Scope and Context Helpers#

Use normal scope helpers first. Reach for explicit stack helpers only when work crosses thread, task, worker, or request boundaries.

Python

from concurrent.futures import ThreadPoolExecutor

import nemo_flow

with nemo_flow.scope.scope("request", nemo_flow.ScopeType.Agent):
    nemo_flow.scope.event("started", data={"ok": True})
    shared = nemo_flow.propagate_scope_to_thread()

    def worker() -> None:
        nemo_flow.set_thread_scope_stack(shared)
        nemo_flow.scope.event("worker-ran")

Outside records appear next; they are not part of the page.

PR #4964, opened 2025-09-17
RI-7456 Hide "getting started" button when Redis version is not compatible

valkirilov:
# Description 

Hide the "**Getting Started**" button (leading to the "**Create Index**" wizard) from the "**No Results**", "**Manage Indexes**", and "**Saved Queries**"  panels on the **Vector Search** page when the Redis version is older than 7.2 and doesn't support Vector Sets.

image

# How it was tested

1. First, you need an older Redis instance without support for Vector Sets (older than 7.2)

_Note: You can use the following command to create a Docker container with such an instance_
```bash
docker run -d --name redis6-redismod -p 6404:6379 redislabs/redismod:latest
```

4. Go to **Databases** page and connect to the instance
5. Go to **Search** page (from the main navbar)

You'll see the search page, but with a banner to let you know that you can't use the full functionalities.

Respectively, the "**Getting started**" button will no longer be visible in the "**No Results**", "**Manage Indexes**" and "**Saved Queries**" panels.

| Before | After |
|-|-|
image|image
image|image

## Note

The "**Getting Started**" button is still there, when you use a newer Redis version that supports Vector Sets.

image

### DIFF
--- a/redisinsight/ui/src/pages/vector-search/components/no-data-message/NoDataMessage.spec.tsx
+++ b/redisinsight/ui/src/pages/vector-search/components/no-data-message/NoDataMessage.spec.tsx
@@ -1,7 +1,12 @@
 import React from 'react'
-import { render, screen } from 'uiSrc/utils/test-utils'
+import { cleanup, render, screen } from 'uiSrc/utils/test-utils'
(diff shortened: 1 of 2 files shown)


dantovska (approved):
looks gr8! verified

PR #4967, opened 2025-09-17
RI-7370: Delimiter settings. Apply button fix

ArtemHoruzhenko:
Reworks fix for behavior when if you didn't press enter during delimiter creation and clicked apply. tag won't be saved.

### DIFF
--- a/redisinsight/ui/src/components/base/forms/combo-box/AutoTag.tsx
+++ b/redisinsight/ui/src/components/base/forms/combo-box/AutoTag.tsx
@@ -7,6 +7,21 @@ import { CommonProps, Theme } from 'uiSrc/components/base/theme/types'
 import { Row } from 'uiSrc/components/base/layout/flex'
 import { IconButton } from 'uiSrc/components/base/forms/buttons'
 
+const StyledWrapper = styled(Row)`
+  position: relative;
+  border: 1px solid ${({ theme }) => theme.semantic.color.border.neutral600};
+  border-radius: 0.4rem;
+  padding: ${({ theme }: { theme: Theme }) =>
+  `${theme.core.space.space000} ${theme.core.space.space050}`};
+  background-color: ${({ theme }) =>
+  theme.semantic.color.background.neutral100};
+`
+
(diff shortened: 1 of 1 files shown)


dantovska:
Do we want the delimiter to be saved when user did not click enter but clicked apply?

dantovska:
image

Also, when I click on 2, I cannot edit the input field, I need to click precisely on 1.

ArtemHoruzhenko:
> Do we want the delimiter to be saved when user did not click enter but clicked apply?
Right. That was the issue. Basically we repeat previous functionality here

> image
> Also, when I click on 2, I cannot edit the input field, I need to click precisely on 1.
Nice catch! Fixed
Screenshot 2025-09-18 at 11 13 58
Screenshot 2025-09-18 at 11 14 15
Screenshot 2025-09-18 at 11 14 26

redisinsight/ui/src/components/base/forms/combo-box/AutoTag.tsx
```diff
@@ -220,3 +221,11 @@ const StyledWrapper = styled(Row)`
...
     theme.semantic.color.background.neutral100};
 `
+
+const FlexibleInputWrapper = styled.div`
+  flex: 1;
+  min-width: 50px;
+  > * {
+    width: 100%;
+  }
+`
```
dantovska: Instead of creating a wrapper, you can add the styles to the input:
```suggestion
const StyledInput = styled(Input)`
  flex: 1;
  min-width: 30px;
`
```

Also, please define it at the top of the follow, not the bottom. Use it like this (almost same as now):
```
           <StyledInput
            variant="underline"
            placeholder={getPlaceholder()}
            onChange={handleInputChange}
            onKeyDown={handleEnter}
            value={tag}
            data-test-subj="autoTagInput"
          />
```

dantovska: Or 27px, whatever works as min-width, as discussed offline.

dantovska (approved):

PR #4970, opened 2025-09-18
RI-7431: rework autorefresh popover layout

ArtemHoruzhenko:
Rework AutoRefresh popover to align to the rest design

|Before|After|
|-|-|
Screenshot 2025-09-18 at 09 08 27|Screenshot 2025-09-18 at 09 07 53
Screenshot 2025-09-18 at 09 08 32|Screenshot 2025-09-18 at 09 07 58


dantovska (commented):
Maybe we should apply this to the AutoRefresh in mini-dash as well? 

image

ArtemHoruzhenko:
> Maybe we should apply this to the AutoRefresh in mini-dash as well?

It is applied

PR #4981, opened 2025-09-23
Fe/feature/ri 7546 get started page ff and show flag

ArtemHoruzhenko:
1. Disable onboarding (set appropriate local storage flag) after index created on vector search multi-step form
2. Reworked ff for vector search to hide onboarding multi-step form and promotion button when ff disabled


redisinsight/ui/src/pages/vector-search/create-index/VectorSearchCreateIndex.tsx
```diff
@@ -124,7 +136,9 @@ export const VectorSearchCreateIndex = ({
   }, [step])
 
   useEffect(() => {
+    console.log('___ success/error changed!!!!', { success, error })
```
valkirilov: I guess you forgot to clean up this after debugging something.

valkirilov (commented):
We have the "**Getting Started**" button on a few more places, so I guess we should add the feature flag there as well:
- **Query Results**, when you don't have any searches yet
- **Manage Indexes** panel, when you don't have any indexes
- **Saved Queries** panel, when you don't have any indexes

Image

I believe this is the single place you can change:
- https://github.com/redis/RedisInsight/blob/main/redisinsight/ui/src/pages/vector-search/components/no-data-message/NoDataMessage.tsx#L29

redisinsight/ui/src/pages/vector-search/create-index/VectorSearchCreateIndex.tsx
ArtemHoruzhenko: was checking how review is happening. 
Now I know that it is ok 👍

ArtemHoruzhenko:
> Nice job! 🙌
> 
> We have the "**Getting Started**" button on a few more places, so I guess we should add the feature flag there as well:
> 
> * **Query Results**, when you don't have any searches yet
> * **Manage Indexes** panel, when you don't have any indexes
> * **Saved Queries** panel, when you don't have any indexes
> 
> Image
> I believe this is the single place you can change:
> 
> * https://github.com/redis/RedisInsight/blob/main/redisinsight/ui/src/pages/vector-search/components/no-data-message/NoDataMessage.tsx#L29

Good catch!
Covered few more places
|FF Enabled|FF Disabled|
|-|-|
Screenshot 2025-09-24 at 13 09 08|Screenshot 2025-09-24 at 13 08 55

valkirilov (approved):

PR #4986, opened 2025-09-24
RI-7547 Stop showing tooltip suggestions in the editor when inserting saved queries

valkirilov:
# Description

Disable the "suggestions tooltip" in the code editor on the **Vector Search** page when inserting a saved query, because it was hiding the **Run** button (_on a specific screen size_).

| Before | After |
| - | - |
image|image

# How it was tested

2. Go to the **Search** tab from the main navbar

_Note: Make sure to create a new index via the preset sample datasets, following the Vector Search onboarding wizard._

3. Open the **Saved Queries** panel from the top right corner
4. Click on the "**Insert**" button of any of the provided queries

At this point, the query should be added automatically to the code editor, but the "Run" button should remain visible.

https://github.com/user-attachments/assets/ee63c13e-7078-4f32-b518-0940d6ecf3e4

### DIFF
--- a/redisinsight/ui/src/pages/workbench/components/query/Query/Query.tsx
+++ b/redisinsight/ui/src/pages/workbench/components/query/Query/Query.tsx
@@ -493,6 +493,12 @@ const Query = (props: Props) => {
     const { data, forceHide, forceShow } = getSuggestions(editor, command)
     suggestionsRef.current = data
 
+    // Prevent suggestions if editor is not focused or cursor is not set
+    if (!editor.hasTextFocus() || !editor.getPosition()) {
+      editor.trigger('', 'hideSuggestWidget', null)
+      return
+    }
+
     if (!forceShow) {
       editor.trigger('', 'editor.action.triggerParameterHints', '')
       return
--- a/tests/playwright/pageObjects/pages/vector-search/vector-search-page.ts
+++ b/tests/playwright/pageObjects/pages/vector-search/vector-search-page.ts
@@ -36,6 +36,7 @@ export class VectorSearchPage extends BasePage {
     public readonly editorContainer: Locator
     public readonly editorViewLine: Locator
     public readonly editorTextBox: Locator
+    public readonly editorSuggesstionPopup: Locator
     public readonly editorSubmitButton: Locator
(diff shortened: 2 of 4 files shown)


ArtemHoruzhenko (approved):
lgtm

redisinsight/ui/src/pages/workbench/components/query/Query/Query.tsx
```diff
@@ -493,6 +493,12 @@ const Query = (props: Props) => {
     const { data, forceHide, forceShow } = getSuggestions(editor, command)
     suggestionsRef.current = data
 
+    // Prevent suggestions if editor is not focused or cursor is not set
+    if (!editor.hasTextFocus() || !editor.getPosition()) {
```
KrumTy, line 497: do we want test coverage for handleSuggestions?

valkirilov: There are ~0 tests related to this functionality, but I can try to build up some test coverage.

valkirilov: Bad news, sir. It seems like there was a reason for not having any tests related to the code editor. In the unit tests, currently we have mocked the Monaco editor, so it's not rendered at all. Nevertheless, I tried to see if there is a way to use the current mock (or extend it), but for the purpose of this use case, we rely on internal events (for the Monaco editor) to be in place and trigger the suggestion popup. 

So, I was not able to create any tests to verify this behavior, via unit tests. 

Still, there is a way to cover this with an e2e test with Playwright, since we have the full user experience there, but this is kind of an edge case, so I'm not sure whether we need it. What do you think? Should I invest time to implement such an e2e test case?

valkirilov: Ok, I have added two simple checks to the existing e2e tests for the new Search page, so now we verify whether the suggestions tooltip is visible in the code editor:
- it should be visible when you manually type in commands
- it shouldn't be visible when you insert commands from the "Saved Queries"

pd-redis (approved):

PR #4995, opened 2025-09-25
RI-000: keep manual trigger only for e2e

ArtemHoruzhenko:


.github/workflows/tests-e2e.yml
```diff
@@ -1,13 +1,6 @@
 name: ✅ E2E Tests
-run-name: >
-  E2E • ${{ github.event_name == 'pull_request_review'
```
valkirilov, line 3: You don't like this name? 😀

.github/workflows/tests-e2e.yml
```diff
@@ -21,43 +14,24 @@ permissions:
...
   build-appimage:
-    needs: approval-dedupe
-    if: needs.approval-dedupe.outputs.mode == 'run'
     uses: ./.github/workflows/pipeline-build-linux.yml
     secrets: inherit
     with:
       target: build_linux_appimage_x64
       debug: ${{ inputs.debug || false }}
 
-  builds-complete:
```
valkirilov, line 54: I see your point of removing this, as a dependency for both the `tests-e2e-playwright` and `e2e-appimage-tests` jobs, because each of them depends on a separate build step. 

But in the end, we don't have a way to trigger only one of these steps. As I understand, they will always run together, and if one of them fails, it means the whole pipeline goes red (yes, we can re-run them individually, but overall it means "tests didn't pass"). 

I believe this is why @KrumTy made this `builds-complete` step, to ensure that we have a proper setup for running the tests and save some time and resources, in case the build fails. I'm not against either of the approaches. I'm just pointing this out since it's relatively new code that we’re reverting now.

ArtemHoruzhenko: I reverted a lot of new code :) 
I understand your point but it shouldn't work this way. We shouldn't wait until not real dependency will be build before starting tests. I think we might separate desktop and web tests in the future. For now IMO it is enough to keep as is but no "builds-complete"

.github/workflows/tests-e2e.yml
ArtemHoruzhenko: we don't need this code, basically. there are checks github.event_name == 'pull_request_review' that will never satisfy

valkirilov (approved):

PR #4998, opened 2025-09-26
RI-7508: get db version from another selector since it might be not a…

ArtemHoruzhenko:
get db version from another selector since it might be not returned by another selector.

### DIFF
--- a/redisinsight/ui/src/pages/vector-search/create-index/hooks/useRedisInstanceCompatibility.ts
+++ b/redisinsight/ui/src/pages/vector-search/create-index/hooks/useRedisInstanceCompatibility.ts
@@ -1,6 +1,6 @@
 import { useMemo } from 'react'
 import { useSelector } from 'react-redux'
-import { connectedInstanceSelector } from 'uiSrc/slices/instances/instances'
+import { connectedInstanceInfoSelector, connectedInstanceSelector } from 'uiSrc/slices/instances/instances'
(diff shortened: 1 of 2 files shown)


redisinsight/ui/src/pages/vector-search/create-index/hooks/useRedisInstanceCompatibility.ts
```diff
@@ -15,10 +15,13 @@ const REDISEARCH_MODULE_SET = new Set(REDISEARCH_MODULES)
 
 const useRedisInstanceCompatibility =
   (): UseRedisInstanceCompatibilityReturn => {
+    const {
+      version,
+    } = useSelector(connectedInstanceInfoSelector)
```
valkirilov, line 20: Ouch, this means we have different behavior for what we store in Redux, based on the environment 😔

Do you think that we can get rid of one of the selectors (not now, I'm just asking if you checked what we store in both selectors, and whether it's possible to live only with one of them).

valkirilov (approved):

redisinsight/ui/src/pages/vector-search/create-index/hooks/useRedisInstanceCompatibility.ts
ArtemHoruzhenko: Something to think about. I'm looking on another solution for this currently. Let see if it will work

PR #5011, opened 2025-09-30
RI-7540: update key name text input styles

KrumTy:
| Old UI | Before | After |
| --- | --- | --- |
| Screenshot 2025-09-30 at 13 08 02 | Screenshot 2025-09-30 at 13 08 45 | Screenshot 2025-09-30 at 13 06 47 |

### DIFF
--- a/redisinsight/ui/src/pages/browser/modules/key-details-header/components/key-details-header-name/styles.module.scss
+++ b/redisinsight/ui/src/pages/browser/modules/key-details-header/components/key-details-header-name/styles.module.scss
@@ -64,3 +64,7 @@
 .hidden {
   display: none;
 }
+
+.keyFlexItem {
+  flex-grow: 5 !important;
+}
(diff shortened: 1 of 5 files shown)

    with ThreadPoolExecutor() as pool:
        pool.submit(worker).result()

Node.js

import { ScopeType, createScopeStack, event, setThreadScopeStack, withScope } from 'nemo-flow-node';

const workerStack = createScopeStack();
setThreadScopeStack(workerStack);

await withScope('request', ScopeType.Agent, async (handle) => {
  event('started', handle, { ok: true }, null);
});

Rust

use nemo_flow::api::runtime::{create_scope_stack, set_thread_scope_stack, TASK_SCOPE_STACK};
use nemo_flow::api::scope::{event, EmitMarkEventParams};
use serde_json::json;

let stack = create_scope_stack();
TASK_SCOPE_STACK
    .scope(stack.clone(), async {
        event(EmitMarkEventParams::builder().name("started").data(json!({"ok": true})).build())
    })
    .await?;

std::thread::spawn(move || {
    set_thread_scope_stack(stack);
    // NeMo Flow calls in this thread attach to the same explicit stack.
})
.join()
.unwrap();

Middleware Registration Families#

The runtime exposes the same registration families for tool and LLM calls:

Sanitize-request guardrails change emitted start-event payloads only
Sanitize-response guardrails change emitted end-event payloads only
Conditional-execution guardrails return an allow-or-block decision
Request intercepts change the real request before execution
Execution intercepts wrap the callback and may post-process or short-circuit
LLM stream execution intercepts wrap streaming provider callbacks

Every family also has a scope-local surface:

Python: nemo_flow.scope_local.register_*
Node.js: scopeRegister*
Rust: middleware scope_register_* functions under nemo_flow::api::registry; subscriber scope registration under nemo_flow::api::subscriber

Use Advanced Guide: Add Middleware for an end-to-end policy example and API Reference for symbol-level details.